Requirement -> Below are lines of data; give the number of them that contain "behind", and only that.

Entries provided ->
PR #515, opened 2016-01-19
always pass Serializer.serialize the request as a second argument

2468ben:
http://www.ember-cli-mirage.com/docs/v0.2.0-beta.3/serializers/#serializeresponse-request

Sometimes while on the way to the serializer's serialize function, the request argument gets left behind. These changes should make sure it gets there.

### DIFF
--- a/addon/serializer-registry.js
+++ b/addon/serializer-registry.js
@@ -78,9 +78,9 @@ export default class SerializerRegistry {
         let serializer = this._serializerFor(collection.modelName);
 
         if (serializer.embed) {
-          json[pluralize(collection.modelName)] = this._serializeModelOrCollection(collection);
+          json[pluralize(collection.modelName)] = this._serializeModelOrCollection(collection, request);
         } else {
-          json = _assign(json, this._serializeSideloadedModelOrCollection(collection));
+          json = _assign(json, this._serializeSideloadedModelOrCollection(collection, request));
         }
 
         return json;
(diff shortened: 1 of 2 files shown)


samselikoff:
Good catch... how did you discover this? Was there a particular bug? Ideally we'd think of a failing test along with these updates.

If users need to override `#serialize` they should *always* get the request... I think it got left behind in a few of these methods, simply because they are implementation details of the default serialize handler, and they don't rely on data from the `request` object (as opposed to, for example, the json-api-serializer).

There's a refactoring that needs to happen, moving most of these methods into the `serializer` class (they are really the job of the serializer, not the registry). In any case, I'm interested to hear how this came up.

2468ben:
This came up when I was trying to access request.queryParams an AMS serialize. I'll add a test to cover it.
Here's my current use case:
```
export default ActiveModelSerializer.extend({
  serialize(response, request) {
    if (response instanceof Model) {
      const _attrs = this._attrsForModel(response);
      if(request.queryParams.include_stats) {
        _attrs.stats = /* some stats building function */
      }
      return _attrs;
    }
    return response;
  }
});
```
I have to use the private serializer._attrsForModel to save redoing all of that logic myself, so ideally it would be cool to have that as a protected function instead. and I agree like in #516 that something like the inline serializer API would work great for this.

ballPointPenguin:
I had a very similar experience, trying to access query params in an AMS serialize method.

2468ben:
test added!

samselikoff:
Looks great - thank you!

Reply to the exercise -> 2